[Collection entries]
··········
Issue #1610, opened 2021-05-31
Make SvelteKit be compatible with server middlewares


hgl:
**Is your feature request related to a problem? Please describe.**
There are a lot of issues that either ask for server side features like [SSE](https://github.com/sveltejs/kit/issues/887), [websocket](https://github.com/sveltejs/kit/issues/1491), etc or directly for server side [middlewares](https://github.com/sveltejs/kit/issues/334).

I think the root issue is that the `handle` hook exposes its own type of request and response, which are not compatible with express middlewares that is the de facto standard in Node.

I get the rationale behind this design, as @Rich-Harris said in #334

> it means that the answer to various problems becomes 'use adapter-node, because you can use arbitrary middleware'

However, the current design feel more like making adapter-node a second-class citizen in order to treat every adapter the same.

I recently came across https://github.com/vendia/serverless-express, which seems to contain a solution to this problem.

**Describe the solution you'd like**

This code converts a request-like object into `http.IncomingMessage` (there is similar code for `http.ServerResponse`)
https://github.com/vendia/serverless-express/blob/5cd87c8e7ca3a5e971d26d471cb70a6ac15cc61f/src/request.js#L7-L16

And it's the cornerstone for using middlewares in a serverless environment.

I wonder if it's a good idea to make the `handle` hook (maybe also endpoints) expose `http.IncomingMessage` and `http.ServerResponse` instead? For `adaptor-node`, the corresponding objects from polka are directly returned, for other adaptors, the aforementioned polyfill is applied.

This should open Svelte Kit to the vast server middlewares that are available.

**Describe alternatives you've considered**

**How important is this feature to you?**
Very, not being able use existing middlewares is a deal breaker for many people from the referenced issues.
But it's actually possible to polyfill in userland to use the middlewares.

**Additional context**

benmccann:
The idea that Rich had suggested was to build a converter between the SvelteKit and Express request and response objects

hgl:
That works, but if they're convertible, I wonder what's the appeal of exposing the custom types in the first place, and for adapter-node, that seems to mean converting back and forth?

jthegedus:
@benmccann Is that suggestion tracked in this repo somewhere? It would make the Firebase adapter (which uses Express APIs) much easier to integrate.

benmccann:
> if they're convertible, I wonder what's the appeal of exposing the custom types in the first place

We didn't want to use Express types because not all adapters provide an Express request / response the way adapter-node does.

[...]

PR #2048, opened 2021-07-31
[feat] allow node adapter to configure listen path

matths:
The build and run process using the current @sveltejs/adapter-node only allows to run the final node project listening to either host/port or 0.0.0.0/port specified by an environment variable.
I would expect it to allow listening to a path instead as specified by node, check documentation https://nodejs.org/api/net.html#net_server_listen_path_backlog_callback

**Use case:**
When using a reverse proxy that expects the node application to listen for a path (domain socket file) instead of a host and port, this was currently not available in the node-adapter.
With this pull request I want to make an offer for this missing feature.

With this feature branch applied yo can now do `SERVER_PATH=/tmp/socket node build` to have your server listen to a domain socket file instead of a port.

I think this is somewhat related to the #1610 as this would be the other attempt to solve this problem. If the node-apapter would lead to a middleware instead of a whole node server, the developer would be free to have his own node server and have it listen to a domain socket file instead of host/port.

**Tests**
I did clone the existing smoke test for this use case.
And I used the changed adapter-node within my project:
* in `packages/adapter-node` run `pnpn build`
* copy files to your project `cp packages/adapter-node/index.js packages/adapter-node/index.d.ts packages/adapter-node/files/* ~/myproject/src/lib/`
* do an `import adapter from './src/lib/adapter-node/index.js';`instead of `import adapter from '@sveltejs/adapter-node';` in your projects svelte.config.js
* run npm build in your project
* to run your server use `SERVER_PATH=/tmp/socket node build`

**Changeset**
I tried to include a changeset, but I am not sure which files to add.


benmccann:
@matths can you update the PR so that the Lint job passes?

benmccann:
> I think this is somewhat related to the #1610 as this would be the other attempt to solve this problem. If the node-apapter would lead to a middleware instead of a whole node server, the developer would be free to have his own node server and have it listen to a domain socket file instead of host/port.

If you got https://github.com/sveltejs/kit/pull/2051 merged would you no longer need this PR then? Because I think the more we can expose the underlying to allow users to configure it directly that's better vs trying to add all the options here individually

matths:
yes, I agree, we can skip and close this PR as I'll focus on #2051.

packages/adapter-node/src/index.js
```diff
@@ -1,12 +1,20 @@
...
 import { createServer } from './server';
 
 init();
 
-const instance = createServer({ render }).listen(port, host, () => {
-	console.log(`Listening on ${host}:${port}`);
-});
+const instance = createServer({ render });
+
+if (path) {
```
benmccann, line 10: You might be able to simplify this by changing it to:
```
	const listenOpts = { path, host, port };
	instance.listen(listenOpts, () => {
		console.log(`Listening on ${path ? path : host + ':' + port}`);
	});
```

benmccann:
@matths the tests for this PR are failing on Windows. Could you take a look?

Issue #334, opened 2021-01-20
Expose a way to inject middleware in the server pipeline for adapt-node


samccone:
Similar to #333 

It would be valuable to be able to insert additional handlers in the adapt-node server pipeline to customize the serving behavior based on deployment env. 
https://github.com/sveltejs/kit/blob/master/packages/adapter-node/src/server.js#L30

In sapper we directly exposed the server making this possible but now in sveltejs + adapt-node we do not expose this dial. It would be nice to have an escape hatch

Rich-Harris:
I feel like we need to be specific about the use cases here. The downside of a catch-all escape hatch is that it means that the answer to various problems becomes 'use `adapter-node`, because you can use arbitrary middleware' which is the opposite of what we want out of a serverless framework. I think it would be better to be able to satisfy those uses across different adapters, but it's hard to know what the relevant APIs look like unless we have a clear handle on what those uses are

benmccann:
People are going to have use cases we haven't imagined. I'm not sure we should block them from being able to use SvelteKit. I really think this is something that's going to be needed

Just a few minutes ago someone was complaining on Discord that they can't use passport. I've already been frustrated by not being able to use Multer or Formidable (https://github.com/sveltejs/kit/issues/70#issuecomment-800749792). There may be solutions to these that we can build that would be better, but there's a whole ecosystem of solutions out there that we're stopping people from using and it seems impossible that we'd reimplement all of them

Rich-Harris:
File uploads should be handled out of the box, and serverless apps need auth too. I really don't think multer, formidable and passport are the right answers in 2021

dummdidumm:
I think those were just some specific examples, showing that in general it's not really predictable what the whole JS ecosystem does, and that it may need support for middleware from SvelteKit. Also I don't think we should prevent people from using libraries which are battle-tested and which they want to use. If this was supported and people would reach more for `adapter-node`, I don't think this would be a problem. It's the user's decision to do this after all. It also would help us understand the use cases better and then maybe provide a solution which works in serverless environments, too, later on.

GrygrFlzr:
I'm crazy, so the way I've been doing this for a production app is:
- Dev mode runs an Express + GraphQL + Passport server which proxies requests to SvelteKit's dev server with Axios
- Prod mode imports the optimized build from `svelte-kit build` (with a blank adapter) into the express server and uses it as a request -> response black box

[...]

Issue #1779, opened 2021-06-29
[Request] Allow adapters to modify dev mode functionality


sw-yx:
**Is your feature request related to a problem? Please describe.**

many function platforms like begin and netlify extend the serverless function interface to offer more built in capability, eg. auth and storage features.

right now, adapters are only applied at build time. this causes a mismatch between the dev and production capabilities available to the developer.

**Describe the solution you'd like**

Inside adapters, offer a new `devFunction()` hook that allows local mocking of production platform functionality, hopefully piggybacking on the ones that each platform already offers (eg [Netlify Dev](https://docs.netlify.com/cli/get-started/#netlify-dev), Begin's [Sandbox](https://github.com/architect/sandbox)).

devFunction would be injected [here](https://github.com/sveltejs/kit/blob/1c78dec3b65d407db70a555ff54cc11442dcdc07/packages/kit/src/cli.js#L88) and it would modify [this handler](https://github.com/sveltejs/kit/blob/1c78dec3b65d407db70a555ff54cc11442dcdc07/packages/kit/src/core/dev/index.js#L84) as middleware

**Describe alternatives you've considered**
not doing it

**How important is this feature to you?**
only minor, but it will help increase the value proposition of adapters as that is a unique feature of us as a metaframework compared to alternatives.

**Additional context**

Example confusion caused https://github.com/sveltejs/kit/issues/1249

sw-yx:
i'm happy to implement if you approve design/scope

benmccann:
That sounds reasonable to me. I've added it to the 1.0 milestone so that Rich will hopefully see it at some point and chime in with his thoughts as well

Rich-Harris:
Yeah, this seems necessary, though i don't have a good grasp of what it would look like in practice. Leaving the implementation aside, can you articulate exactly what the intended dev experience would be? (i.e. do you run `netlify dev`/`sandbox`, or does `svelte-kit dev` do that behind the scenes via the adapter? etc)

JeanJPNM:
I think each adapter should handle cli commands of their target platform, letting their users add arguments as they need.
But how will be the interaction between the framework and the adapter dev mode? Should the code for the backend be processed by svelte kit? If it is what will happen with frameworks that have some "custom compilation" (such as nestjs)?

jthegedus:
I see this feature as providing little value compared to the maintenance work for Adapter maintainers. In my experience these platform CLIs don't take well to loading dev builds every few seconds.

[...]

Issue #887, opened 2021-04-05
Support Server-Sent Events (SSE) with adapter-node


babeard:
**Describe the bug**
While migrating a sapper app to svelte-kit / adapter-node, I came across a feature that seems to be missing. Namely, the ability to create custom middleware that can handle [Server-Sent Events](https://developer.mozilla.org/en-US/docs/Web/API/Server-sent_events) or other long-lived connections that send data to the response stream without closing the connection. Since the handle hook requires **returning** `Response | Promise<Response>`, thus closing the connection, it does not support this. Nor have I found any other way to `res.write();` using endpoints.

**Information about your SvelteKit Installation:**

<details>
  <summary>Diagnostics</summary>

```
System:
    OS: Linux 4.4 Ubuntu 20.04.1 LTS (Focal Fossa)
    CPU: (8) x64 Intel(R) Core(TM) i7-4770 CPU @ 3.40GHz
    Memory: 7.97 GB / 15.94 GB
    Container: Yes
    Shell: 5.0.17 - /bin/bash
Binaries:
    Node: 14.5.0 - ~/.nvm/versions/node/v14.5.0/bin/node
    npm: 6.14.5 - ~/.nvm/versions/node/v14.5.0/bin/npm
npmPackages:
    @sveltejs/kit: ^1.0.0-next.68 => 1.0.0-next.68
    svelte: ^3.37.0 => 3.37.0
    vite: ^2.1.5 => 2.1.5
```
- Using node-adapter
</details>

**Severity**
Adds a bit of friction for migrating from Sapper, reduces feature parity, and will require me to either 
a) regress to polling the server from the client, or 
b) write a custom adapter for every project that needs SSEs. (which I'm not sure that this even helps for the development environment anyways)

**Additional context**
[Issue #334](https://github.com/sveltejs/kit/issues/334) seems relevant. 

Also originally asked within [discord chat](https://discord.com/channels/457912077277855764/819723698415599626/827550800003465216) but no one seems to know the answer, which is why I am submitting this issue.

cayter:
@babeard After going through https://vitejs.dev/guide/api-plugin.html#configureserver, I believe we can try the below:

1. Come up with a middleware with the method signature `function (req, res, next) => {}`.
2. Configure the middleware in `svelte.config.cjs`'s `vite.plugins`. (this is for `svelte-kit dev`)
3. Come up with a forked `adapter-node` that allows polka to use the same middleware. (this is for `node build/index.js`)

[...]

Issue #70, opened 2020-10-27
Handle file uploads


Rich-Harris:
Currently, the body parser bails on multipart forms that include files

benmccann:
It looks like the way you'd do this in Sapper is to add something like [Multer](https://www.npmjs.com/package/multer) or [Formidable](https://www.npmjs.com/package/formidable) as a middleware which would parse the incoming request and stick the files on the request object. Probably the way to do this would be to expose a way to add middleware, so that users can utilize these packages, so I wonder if this is essentially a duplicate of https://github.com/sveltejs/kit/issues/334. (side note, I wonder if we should have `adapter-polka` and `adapter-express` instead of `adapter-node`)

I was trying to figure out how Netlify, Lambda, etc. handle this. All the examples I see directly upload to S3 from the browser. I couldn't find how you'd handle a form upload inside a Lambda, so I guess that's something that's generally not supported

thgh:
Here is an example of file uploads to lambda: https://github.com/mpxr/lambda-file-upload/blob/master/handler.js

I may be biased, but I think serverless APIs typically don't use global middleware and instead have several awaits (one per middleware) at the start of the function. See https://nextjs.org/docs/api-routes/api-middlewares#connectexpress-middleware-support

asos-tomp:
For what it's worth, confirmed that this was working fine with sapper + [Formidable](https://www.npmjs.com/package/formidable) but not working with sveltekit.

axmad386:
I think hooks is enough for handling Middleware, except the request (ServerRequest) is little bit different from polka or express. Multer require request.pipe and unpipe to handle File Upload. Formidable require request.on which is missing from request object on handle hooks. Cmiiw

benmccann:
You'd have to convert from SvelteKit request to Express request first before calling the middleware

axmad386:
> You'd have to convert from SvelteKit request to Express request first before calling the middleware

That's exactly I want, but how. Any references?

vonadz:
Would it be possible to comment out this section in kit/src/runtime/server/parse_body/index.js:1413
`
if (directives.filename) {
  //TODO we probably don't want to do this automatically
  throw new Error('File upload is not yet implemented');
}`
for now? This will give users the chance to implement their own solutions in the handle hook.

MTyson:
I just did this in Sapper, and I'll throw out my thoughts in case it might help.

[...]

PR #2051, opened 2021-07-31
Let polka from adapter-node be just another requestHandler

matths:
I stumbled across a problem similar to the ones in #334.

Currently the build process using adapter-node exports a Polka instance listening to a configurable host/port.
This way the SvelteKit app is the only requestHandler, so to say.

So my proposal is to export the app as a requestHandler instead.
A requestHander (`(req, res) => {}`) is very similar to an express like middleware (`(req, res, next) => {}`), just missing the `next()`callback.
This way you could combine the SvelteKit app with other requestHandlers and/or middleware.

**Example**
Provided using adapter-node from this branch, you could have the option `asRequestHandler` in your svelte.config.js
```js
kit: {
	adapter: adapter({
		out: 'build',
		asRequestHandler: true,
		env: {
		}
	}),
	target: '#svelte'
}
```

When calling `npm run-script build` in your project, you can no longer run your build using `node build`.
Instead you need to implement your own server (or express application) and import the build instead.

```js
import http from 'http';
import { requestHandler } from './build/index.js';

const server = http.createServer(requestHandler);
server.listen(5000, '0.0.0.0');
```

I haven't tested with express yet, but it should look similar to this

```js
import { requestHandler } from './build/index.js';
import express from 'express';

const app = express();

var myLogger = function (req, res, next) {
  console.log('LOGGED');
  next();
};

app.use(myLogger);

app.get('/no-svelte', (req, res) => {
  res.send('Hello World!')
});

app.get('*', requestHandler); // SvelteKit

app.listen(5000)
```

**Tests**
As the added code is mostly in files that are object of the build process, I haven't found a good example on how to come up with a test. I did some manual testing of the functionality of course. 

**Changesets**
no changeset provided, yer.


Rich-Harris:
What if instead of `asRequestHandler`, the adapter outputted two files — a `server.js` (similar to the current `index.js`) but also an `index.js` that exposed the bits you need, and which `server.js` imported from?

```js
// index.js
export const paths = {
  assets: join(__dirname, '/assets'),
  prerendered: join(__dirname, '/prerendered')
};

export const handler = (req, res, next) => {...};
```

That way you could either run the 'reference implementation' server-in-a-box — `node build/server` — or you could import the handler and do whatever you want with it. We'd need to figure out the details, since the exports from that file would become API rather than implementation detail, but does that feel sufficiently flexible/future-proof? A thing about this approach that's potentially quite nice is that we can add new stuff (e.g. we could later decide to expose the `sirv` instances) without making the choice of name of `asRequestHandler` (or whatever else we might come up with) becoming outdated as needs evolve.

matths:
Yes, that sounds legit and possible.
You're talking about two targets in rollup.config.js from the adapter-node package?

So also the 'reference implementation' would then use the fake server object to trick listen() from polka, just to make a plain node httpServer on its own.
https://github.com/lukeed/polka/blob/2ce10df97921126ffcc43e23aa14af18f93f49e1/packages/polka/index.js#L65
··········
Go through the records above line by line and say how many lines include "idea", giving only that number.

2